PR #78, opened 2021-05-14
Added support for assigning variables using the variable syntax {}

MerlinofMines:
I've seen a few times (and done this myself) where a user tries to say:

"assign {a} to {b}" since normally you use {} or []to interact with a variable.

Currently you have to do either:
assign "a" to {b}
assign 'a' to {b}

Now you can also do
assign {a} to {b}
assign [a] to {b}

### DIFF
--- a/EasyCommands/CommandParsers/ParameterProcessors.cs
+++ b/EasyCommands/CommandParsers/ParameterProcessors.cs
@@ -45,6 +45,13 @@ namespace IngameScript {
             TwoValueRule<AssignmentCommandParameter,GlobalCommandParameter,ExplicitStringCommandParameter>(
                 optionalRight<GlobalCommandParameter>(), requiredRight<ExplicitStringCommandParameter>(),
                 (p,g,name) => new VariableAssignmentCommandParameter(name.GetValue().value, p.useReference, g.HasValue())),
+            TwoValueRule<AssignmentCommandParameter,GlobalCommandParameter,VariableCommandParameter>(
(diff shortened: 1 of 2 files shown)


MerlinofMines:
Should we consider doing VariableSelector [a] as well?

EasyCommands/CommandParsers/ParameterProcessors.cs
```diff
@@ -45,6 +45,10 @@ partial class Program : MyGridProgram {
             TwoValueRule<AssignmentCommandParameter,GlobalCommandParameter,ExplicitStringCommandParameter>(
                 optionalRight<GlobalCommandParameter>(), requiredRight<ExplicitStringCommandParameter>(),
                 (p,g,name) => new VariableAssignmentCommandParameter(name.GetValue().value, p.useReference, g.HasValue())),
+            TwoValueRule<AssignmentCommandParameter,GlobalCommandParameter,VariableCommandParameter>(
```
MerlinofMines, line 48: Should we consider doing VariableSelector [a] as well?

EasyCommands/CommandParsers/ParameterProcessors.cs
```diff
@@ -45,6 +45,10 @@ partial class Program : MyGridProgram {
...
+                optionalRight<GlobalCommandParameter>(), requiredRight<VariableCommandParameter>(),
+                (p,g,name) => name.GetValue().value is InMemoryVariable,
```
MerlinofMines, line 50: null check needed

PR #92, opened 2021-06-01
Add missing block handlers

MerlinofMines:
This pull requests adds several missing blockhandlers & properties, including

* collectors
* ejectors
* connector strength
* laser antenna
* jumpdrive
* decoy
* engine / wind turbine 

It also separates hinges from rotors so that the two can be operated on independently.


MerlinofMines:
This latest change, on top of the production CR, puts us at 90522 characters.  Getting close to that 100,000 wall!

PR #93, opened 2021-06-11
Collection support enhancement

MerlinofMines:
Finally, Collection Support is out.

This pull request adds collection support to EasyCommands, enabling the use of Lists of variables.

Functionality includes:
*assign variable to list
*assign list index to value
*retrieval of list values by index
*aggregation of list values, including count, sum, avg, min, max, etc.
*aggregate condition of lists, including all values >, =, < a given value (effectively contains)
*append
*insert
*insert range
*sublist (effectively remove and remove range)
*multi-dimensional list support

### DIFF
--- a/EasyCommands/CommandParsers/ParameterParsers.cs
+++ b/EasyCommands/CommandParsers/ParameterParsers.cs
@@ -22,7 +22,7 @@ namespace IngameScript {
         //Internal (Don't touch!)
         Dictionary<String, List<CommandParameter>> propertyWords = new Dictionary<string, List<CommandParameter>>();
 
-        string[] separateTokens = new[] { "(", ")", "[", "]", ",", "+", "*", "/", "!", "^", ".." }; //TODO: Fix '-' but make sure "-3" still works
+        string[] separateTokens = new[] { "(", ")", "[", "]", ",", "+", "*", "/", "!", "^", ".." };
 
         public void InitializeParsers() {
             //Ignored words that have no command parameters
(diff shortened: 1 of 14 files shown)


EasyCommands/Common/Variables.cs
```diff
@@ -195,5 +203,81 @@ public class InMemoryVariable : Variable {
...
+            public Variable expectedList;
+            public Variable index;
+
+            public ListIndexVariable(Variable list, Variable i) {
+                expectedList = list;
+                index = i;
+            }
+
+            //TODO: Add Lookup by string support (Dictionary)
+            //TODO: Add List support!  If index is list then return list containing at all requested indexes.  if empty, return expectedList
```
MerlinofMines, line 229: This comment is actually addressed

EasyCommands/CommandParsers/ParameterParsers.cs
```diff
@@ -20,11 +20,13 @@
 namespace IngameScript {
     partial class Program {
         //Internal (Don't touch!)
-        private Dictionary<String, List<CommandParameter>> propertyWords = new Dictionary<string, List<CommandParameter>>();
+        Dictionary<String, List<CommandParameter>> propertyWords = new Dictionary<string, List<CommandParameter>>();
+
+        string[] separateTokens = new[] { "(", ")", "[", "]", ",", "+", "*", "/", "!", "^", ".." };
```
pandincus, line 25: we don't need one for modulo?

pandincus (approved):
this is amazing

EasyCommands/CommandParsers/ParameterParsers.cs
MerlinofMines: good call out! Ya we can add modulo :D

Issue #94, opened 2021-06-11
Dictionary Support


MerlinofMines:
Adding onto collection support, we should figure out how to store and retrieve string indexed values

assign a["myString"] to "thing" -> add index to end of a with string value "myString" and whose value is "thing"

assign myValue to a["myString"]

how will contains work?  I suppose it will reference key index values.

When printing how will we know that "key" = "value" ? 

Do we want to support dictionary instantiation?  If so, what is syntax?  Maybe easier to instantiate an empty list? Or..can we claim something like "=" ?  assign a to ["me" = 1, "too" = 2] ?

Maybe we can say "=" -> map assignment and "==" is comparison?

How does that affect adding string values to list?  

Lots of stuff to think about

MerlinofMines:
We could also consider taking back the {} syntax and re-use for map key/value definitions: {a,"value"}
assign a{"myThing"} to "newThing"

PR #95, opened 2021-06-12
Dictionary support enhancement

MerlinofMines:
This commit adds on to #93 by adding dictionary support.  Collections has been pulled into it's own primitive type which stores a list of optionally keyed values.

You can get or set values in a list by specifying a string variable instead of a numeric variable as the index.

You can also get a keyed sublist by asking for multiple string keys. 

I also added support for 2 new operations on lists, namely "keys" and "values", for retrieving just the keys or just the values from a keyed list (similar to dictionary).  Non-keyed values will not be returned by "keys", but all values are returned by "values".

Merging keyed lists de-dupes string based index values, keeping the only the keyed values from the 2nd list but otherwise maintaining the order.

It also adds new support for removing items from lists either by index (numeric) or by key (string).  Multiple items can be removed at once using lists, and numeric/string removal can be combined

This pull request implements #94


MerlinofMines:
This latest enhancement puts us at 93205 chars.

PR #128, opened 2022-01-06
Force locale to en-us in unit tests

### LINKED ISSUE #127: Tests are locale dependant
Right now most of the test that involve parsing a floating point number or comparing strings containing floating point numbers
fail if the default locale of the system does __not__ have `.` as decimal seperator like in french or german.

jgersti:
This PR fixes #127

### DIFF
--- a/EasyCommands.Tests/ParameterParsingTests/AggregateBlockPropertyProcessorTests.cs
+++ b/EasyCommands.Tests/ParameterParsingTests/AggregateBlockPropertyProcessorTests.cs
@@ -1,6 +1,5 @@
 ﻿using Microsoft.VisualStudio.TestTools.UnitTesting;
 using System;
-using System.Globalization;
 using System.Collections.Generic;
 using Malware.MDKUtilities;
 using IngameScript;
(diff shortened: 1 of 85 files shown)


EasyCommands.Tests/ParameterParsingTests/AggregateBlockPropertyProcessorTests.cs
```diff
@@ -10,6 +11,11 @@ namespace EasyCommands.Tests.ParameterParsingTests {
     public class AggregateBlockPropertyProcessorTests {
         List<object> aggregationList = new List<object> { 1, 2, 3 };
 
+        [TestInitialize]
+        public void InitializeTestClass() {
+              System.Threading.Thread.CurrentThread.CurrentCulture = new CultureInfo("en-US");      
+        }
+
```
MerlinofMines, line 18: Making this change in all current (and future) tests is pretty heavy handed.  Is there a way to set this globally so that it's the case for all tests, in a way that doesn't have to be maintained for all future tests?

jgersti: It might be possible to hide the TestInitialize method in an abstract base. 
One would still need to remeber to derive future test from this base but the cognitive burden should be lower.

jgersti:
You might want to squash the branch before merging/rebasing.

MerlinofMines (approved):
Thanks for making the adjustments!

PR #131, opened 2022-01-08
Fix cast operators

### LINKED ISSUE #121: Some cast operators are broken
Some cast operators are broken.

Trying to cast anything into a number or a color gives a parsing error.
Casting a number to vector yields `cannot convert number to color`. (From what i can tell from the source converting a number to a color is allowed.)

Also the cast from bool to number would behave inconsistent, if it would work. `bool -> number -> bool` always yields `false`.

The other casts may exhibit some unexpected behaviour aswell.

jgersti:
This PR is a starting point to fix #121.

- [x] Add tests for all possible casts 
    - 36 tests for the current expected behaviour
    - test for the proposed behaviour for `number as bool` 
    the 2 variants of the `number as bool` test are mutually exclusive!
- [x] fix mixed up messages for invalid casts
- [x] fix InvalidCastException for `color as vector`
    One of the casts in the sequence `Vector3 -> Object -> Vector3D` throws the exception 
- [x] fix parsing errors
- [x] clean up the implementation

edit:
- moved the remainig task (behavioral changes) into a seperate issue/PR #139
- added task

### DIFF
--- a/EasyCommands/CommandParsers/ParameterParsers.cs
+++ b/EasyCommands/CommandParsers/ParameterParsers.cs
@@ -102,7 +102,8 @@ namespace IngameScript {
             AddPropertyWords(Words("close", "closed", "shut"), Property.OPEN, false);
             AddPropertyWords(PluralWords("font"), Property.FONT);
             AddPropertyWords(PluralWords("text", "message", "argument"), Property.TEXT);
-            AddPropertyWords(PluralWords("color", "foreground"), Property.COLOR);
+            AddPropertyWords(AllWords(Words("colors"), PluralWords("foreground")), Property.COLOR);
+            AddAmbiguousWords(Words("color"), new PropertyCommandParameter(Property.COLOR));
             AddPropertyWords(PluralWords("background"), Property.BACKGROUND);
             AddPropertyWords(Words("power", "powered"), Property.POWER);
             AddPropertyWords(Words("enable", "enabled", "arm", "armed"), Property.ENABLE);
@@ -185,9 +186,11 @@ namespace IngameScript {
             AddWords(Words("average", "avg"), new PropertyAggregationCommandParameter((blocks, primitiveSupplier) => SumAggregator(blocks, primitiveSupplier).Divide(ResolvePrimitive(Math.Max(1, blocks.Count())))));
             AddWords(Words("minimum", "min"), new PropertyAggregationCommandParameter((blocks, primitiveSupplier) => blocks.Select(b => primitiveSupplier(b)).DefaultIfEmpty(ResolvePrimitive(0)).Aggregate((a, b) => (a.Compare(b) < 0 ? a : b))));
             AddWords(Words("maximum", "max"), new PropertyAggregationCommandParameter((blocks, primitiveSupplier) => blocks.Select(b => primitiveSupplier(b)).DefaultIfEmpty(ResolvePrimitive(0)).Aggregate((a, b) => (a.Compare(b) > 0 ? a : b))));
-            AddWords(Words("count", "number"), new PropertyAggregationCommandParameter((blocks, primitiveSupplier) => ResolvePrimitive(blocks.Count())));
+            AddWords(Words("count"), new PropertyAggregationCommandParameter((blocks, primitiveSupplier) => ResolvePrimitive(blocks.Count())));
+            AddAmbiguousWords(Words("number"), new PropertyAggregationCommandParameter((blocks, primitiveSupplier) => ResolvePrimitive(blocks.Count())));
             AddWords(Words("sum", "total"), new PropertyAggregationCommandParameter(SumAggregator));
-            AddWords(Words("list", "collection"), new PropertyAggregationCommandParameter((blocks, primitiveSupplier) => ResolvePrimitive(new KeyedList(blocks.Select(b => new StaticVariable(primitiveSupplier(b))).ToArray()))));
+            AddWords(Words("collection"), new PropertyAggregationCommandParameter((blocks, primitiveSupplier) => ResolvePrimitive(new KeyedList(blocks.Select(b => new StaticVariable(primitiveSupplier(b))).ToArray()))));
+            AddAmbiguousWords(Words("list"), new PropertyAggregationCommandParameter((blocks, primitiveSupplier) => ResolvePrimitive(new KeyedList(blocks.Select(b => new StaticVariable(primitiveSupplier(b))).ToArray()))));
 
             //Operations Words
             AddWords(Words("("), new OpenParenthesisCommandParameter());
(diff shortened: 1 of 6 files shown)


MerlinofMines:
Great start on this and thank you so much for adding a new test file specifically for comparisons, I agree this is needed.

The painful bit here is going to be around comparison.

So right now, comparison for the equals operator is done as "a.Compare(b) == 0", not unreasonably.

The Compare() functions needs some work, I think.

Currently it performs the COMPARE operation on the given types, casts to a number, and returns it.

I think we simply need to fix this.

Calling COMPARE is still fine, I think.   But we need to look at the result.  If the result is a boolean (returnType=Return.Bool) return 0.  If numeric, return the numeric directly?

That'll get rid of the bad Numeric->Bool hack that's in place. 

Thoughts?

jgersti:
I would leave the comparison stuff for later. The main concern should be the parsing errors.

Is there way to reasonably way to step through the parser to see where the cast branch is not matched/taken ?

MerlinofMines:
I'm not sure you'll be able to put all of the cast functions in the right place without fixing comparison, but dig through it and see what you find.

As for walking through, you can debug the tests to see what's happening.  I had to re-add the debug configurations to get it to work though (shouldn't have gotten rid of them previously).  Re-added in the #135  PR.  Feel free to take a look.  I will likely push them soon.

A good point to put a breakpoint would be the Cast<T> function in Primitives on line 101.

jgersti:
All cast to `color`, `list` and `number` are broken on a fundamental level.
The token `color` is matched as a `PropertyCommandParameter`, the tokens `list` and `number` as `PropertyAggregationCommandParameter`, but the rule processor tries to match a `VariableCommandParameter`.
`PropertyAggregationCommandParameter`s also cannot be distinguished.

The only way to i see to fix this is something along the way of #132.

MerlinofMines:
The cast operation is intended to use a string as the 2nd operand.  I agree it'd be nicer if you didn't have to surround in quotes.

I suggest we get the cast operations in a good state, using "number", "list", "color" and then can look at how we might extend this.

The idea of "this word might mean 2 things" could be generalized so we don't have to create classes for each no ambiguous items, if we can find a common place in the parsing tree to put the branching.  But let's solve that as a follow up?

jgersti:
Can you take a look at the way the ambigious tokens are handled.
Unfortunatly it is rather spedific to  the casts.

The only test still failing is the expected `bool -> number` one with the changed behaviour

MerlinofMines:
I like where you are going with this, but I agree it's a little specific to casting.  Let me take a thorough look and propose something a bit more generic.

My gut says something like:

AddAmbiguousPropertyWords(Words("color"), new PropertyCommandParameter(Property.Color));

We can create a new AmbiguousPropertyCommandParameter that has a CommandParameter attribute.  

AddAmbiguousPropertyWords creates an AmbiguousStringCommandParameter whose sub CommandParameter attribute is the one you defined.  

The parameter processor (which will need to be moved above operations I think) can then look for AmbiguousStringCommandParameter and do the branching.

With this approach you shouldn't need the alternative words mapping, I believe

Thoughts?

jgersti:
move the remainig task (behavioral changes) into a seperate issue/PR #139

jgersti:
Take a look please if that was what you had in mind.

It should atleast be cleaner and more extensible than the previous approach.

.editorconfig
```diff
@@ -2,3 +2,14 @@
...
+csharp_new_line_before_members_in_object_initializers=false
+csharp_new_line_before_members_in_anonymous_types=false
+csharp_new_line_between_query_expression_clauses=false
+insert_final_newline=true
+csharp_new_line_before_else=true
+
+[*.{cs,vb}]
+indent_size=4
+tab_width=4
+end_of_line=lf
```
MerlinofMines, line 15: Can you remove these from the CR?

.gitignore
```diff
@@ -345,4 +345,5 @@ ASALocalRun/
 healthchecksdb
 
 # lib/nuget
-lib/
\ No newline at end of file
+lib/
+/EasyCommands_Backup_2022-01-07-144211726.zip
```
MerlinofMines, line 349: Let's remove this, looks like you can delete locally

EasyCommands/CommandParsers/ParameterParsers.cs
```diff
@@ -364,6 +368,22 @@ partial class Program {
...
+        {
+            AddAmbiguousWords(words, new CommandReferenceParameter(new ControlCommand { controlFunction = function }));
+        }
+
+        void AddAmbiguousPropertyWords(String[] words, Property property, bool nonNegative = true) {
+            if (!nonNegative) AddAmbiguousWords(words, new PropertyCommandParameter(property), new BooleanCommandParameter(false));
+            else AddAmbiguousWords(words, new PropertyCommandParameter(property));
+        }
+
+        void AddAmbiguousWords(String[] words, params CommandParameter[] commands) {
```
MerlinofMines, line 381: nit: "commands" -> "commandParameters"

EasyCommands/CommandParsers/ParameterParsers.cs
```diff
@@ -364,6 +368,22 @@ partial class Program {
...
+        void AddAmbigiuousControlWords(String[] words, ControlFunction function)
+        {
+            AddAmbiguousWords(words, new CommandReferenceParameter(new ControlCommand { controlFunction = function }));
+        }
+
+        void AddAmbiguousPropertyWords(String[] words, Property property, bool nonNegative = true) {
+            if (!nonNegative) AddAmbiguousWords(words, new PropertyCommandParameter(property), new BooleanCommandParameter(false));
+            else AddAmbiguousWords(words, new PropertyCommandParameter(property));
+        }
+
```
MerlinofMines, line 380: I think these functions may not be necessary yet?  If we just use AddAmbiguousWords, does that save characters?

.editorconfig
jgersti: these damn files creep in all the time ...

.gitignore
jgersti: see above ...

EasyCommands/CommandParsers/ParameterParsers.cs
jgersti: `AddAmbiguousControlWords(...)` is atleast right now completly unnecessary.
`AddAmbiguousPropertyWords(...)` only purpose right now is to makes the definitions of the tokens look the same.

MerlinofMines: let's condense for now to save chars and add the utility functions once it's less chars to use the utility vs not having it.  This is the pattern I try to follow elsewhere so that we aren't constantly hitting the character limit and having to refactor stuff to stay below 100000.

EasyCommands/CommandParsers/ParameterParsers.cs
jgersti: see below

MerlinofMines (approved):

How to complete this task:
Copy here each line of the preceding records with "future" in it.

Your response:
MerlinofMines, line 18: Making this change in all current (and future) tests is pretty heavy handed.  Is there a way to set this globally so that it's the case for all tests, in a way that doesn't have to be maintained for all future tests?
One would still need to remeber to derive future test from this base but the cognitive burden should be lower.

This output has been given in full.